Media outlets in Japan have devoted numerous column inches to LGBTQ issues in recent years, with many reports lauding the progress that government agencies and corporate entities have made in this area.
The reality, however, is that many sexual minorities in Japan continue to face difficulties. This week, The Japan Times gives voice to personal stories of individuals who face complications with regards to issues of identity.
To protect the privacy of these individuals who would only speak to us on condition of anonymity, we’ve decided to refer to them by letters of the alphabet or a preferred pseudonym unless otherwise stated.
Coming out with a letter
“Dear Mom and Dad …
“I am writing because I have something to tell you. … It may come as a bit of a shock but I’m interested in women.”

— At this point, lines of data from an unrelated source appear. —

PR #971, opened 2025-07-12
Work around issues when using Bluetooth devices on macOS.

tmiw:
This PR fixes various issues when using Bluetooth devices on macOS:

1. Audio device ordering was updated to start TX devices before RX devices (to allow the RX devices to change sample rates as needed, since Bluetooth devices downgrade to a lower sample rate for the speaker device when the mic device is present).
2. Buffer size calculation was fixed to actually use the next power of two. (The previous implementation was incorrect in certain cases).
3. Additional logging was added to help diagnose future problems with macOS audio.
4. RADE pipeline steps are returned directly by `FreeDVInterface` instead of going through `ParallelStep` (workaround as a `ParallelStep` bug is likely contributing).

### DIFF
--- a/.github/workflows/cmake-linux.yml
+++ b/.github/workflows/cmake-linux.yml
@@ -28,7 +28,7 @@ jobs:
 
     - name: Spellcheck codebase
       shell: bash
-      run: codespell --ignore-words-list=caf,radae,rade,inout,nin,ontop,parm,tthe,ue `find src -name '*.c*' -o -name '*.h' | grep -v 3rdparty`
+      run: codespell --ignore-words-list=numer,caf,radae,rade,inout,nin,ontop,parm,tthe,ue `find src -name '*.c*' -o -name '*.h' | grep -v 3rdparty`
 
   dist:
     runs-on: ubuntu-22.04
--- a/.github/workflows/cmake-macos.yml
+++ b/.github/workflows/cmake-macos.yml
@@ -52,7 +52,7 @@ jobs:
           sqlite3 $HOME/Library/Application\ Support/com.apple.TCC/TCC.db "INSERT OR IGNORE INTO access VALUES ('kTCCServiceMicrophone','/opt/off/opt/runner/provisioner/provisioner',1,2,4,1,NULL,NULL,0,'UNUSED',NULL,0,1687786159);"
 
     - name: Workaround macOS permission issues
-      if: ${{ matrix.os == 'macos-latest' }}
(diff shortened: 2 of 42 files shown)


tmiw:
This does have impact outside of macOS so it would be nice if @Tyrbiter / @barjac could test. I'll watch the automated tests and see if those cause problems too.

Tyrbiter:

In March, “BK” wrote a three-page letter to her parents about her sexual orientation. BK, 28, had found a partner she wanted to spend the rest of her life with and has, consequently, started to tell her parents and closest friends she is gay.

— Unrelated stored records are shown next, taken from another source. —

PR #980, opened 2025-07-21
Add Mic/Speaker volume control to main window.

### LINKED ISSUE #952: Main Window with audio gain control
### Contact Details

DL2GRF, DJ2MO, DF6VI

### Feature for this project

Hello.
Would it be possible to make the filter window more adjustable?
It takes up a lot of screen space by aranging other tools (i.e. main/reporter) at one screen.

The easiest solution would be to add a simple audio gain control to the main window?

Thanks,

Stefan

### VHF/UHF

None

### Deprecated features

None

### Non-standard compiler

None

### Non-standard compiler

None

### Implementation assistance

Testing

### Support assistance

supporting

tmiw:
Resolves #952 by adding a volume control to the main window for microphone/speaker volume, tied to the equivalent controls in the Filter dialog. These controls were also made so that they're always enabled (no need to enable the equalizer in the Filter dialog to use).

Note: an alternate solution (hide the graph on the Filter dialog to make it smaller) was originally agreed to by the PLT, but given additional user feedback, was switched to adding the additional control instead.

### DIFF
--- a/src/eq.cpp
+++ b/src/eq.cpp
@@ -63,6 +63,12 @@ std::shared_ptr<void> MainFrame::designAnEQFilter(const char filterType[], float
 
 void  MainFrame::designEQFilters(paCallBackData *cb, int rxSampleRate, int txSampleRate)
 {
+    // Volume can be adjusted via main window without enabling filters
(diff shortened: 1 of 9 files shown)


barjac:
Works perfectly here! Nice!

In the letter, BK told her parents that she was happy and surrounded by people who love her for who she is. She said she didn’t wish to hurt her parents in any way.
“As parents, they might want some sort of acknowledgement that they raised their child successfully and, if that’s the case, I want them to know that they achieved that,” BK says. “I’ll never marry a man and my partner and I may never have any children, but I have chosen and, likewise, I have been chosen.”
Having attended all-girls’ junior high and high schools, BK had never really felt as if she was different from others in the classroom. She always had close female friends, which was comfortable to her.
Entering a coed university, she tried to date a few men but it never worked out for one reason or another.
“I never identified myself as being either ‘lesbian’ or ‘gay,'” BK says. “I couldn’t see the point of putting labels on everything. It was only when I started to work that I felt the need to start defining who I was. I soon realized how defining a label can be.”
BK worked for a traditional Japanese company in Tokyo and heard from other co-workers that people assumed she was gay because she didn’t have a boyfriend. In addition to that, a colleague of hers was given a derogatory nickname for being “a bit feminine.”
Although BK feels her situation at work is far from safe, she still plans to come out to her colleagues at some point because she likes the company and wants to see it evolve.
“I know I’m not the only person in the company that feels this way,” BK says. “The company should respect the personality, ambition and motivation of each member of staff.”
In early April, BK’s mother reached out to her, telling her daughter that she wished to be supportive but couldn’t help break down in tears almost every single night.
Her mother believes her daughter’s true happiness lies in marriage and having children.
“I knew that it was always going to be a long and difficult road,” BK says. “I don’t wish to cause my parents any pain because I’m grateful for everything they’ve done, but I don’t want to lie about my identity. I certainly won’t give up. I plan to continue to work with them so that they can accept me for who I am.”
Living a double life
It’s a typical evening in Shinjuku Ni-chome, a district in Tokyo associated with the gay community. “CW” owns a small bar in the neighborhood, providing a quiet venue for customers to talk over soft jazz into the early hours of the morning.
CW leads a double life and next to no one outside the gay community knows about his sexual orientation, including his family and friends.
“I feel as if I’m living a lie,” CW says. “However, I don’t want to be seen as ‘the gay guy.’ I want to be seen for who I am — without any gay filters.”
Growing up in rural Japan, CW spent his puberty suppressing the interest he felt in other men. The issue was taboo in the community and he decided it was probably best to avoid confronting it as well.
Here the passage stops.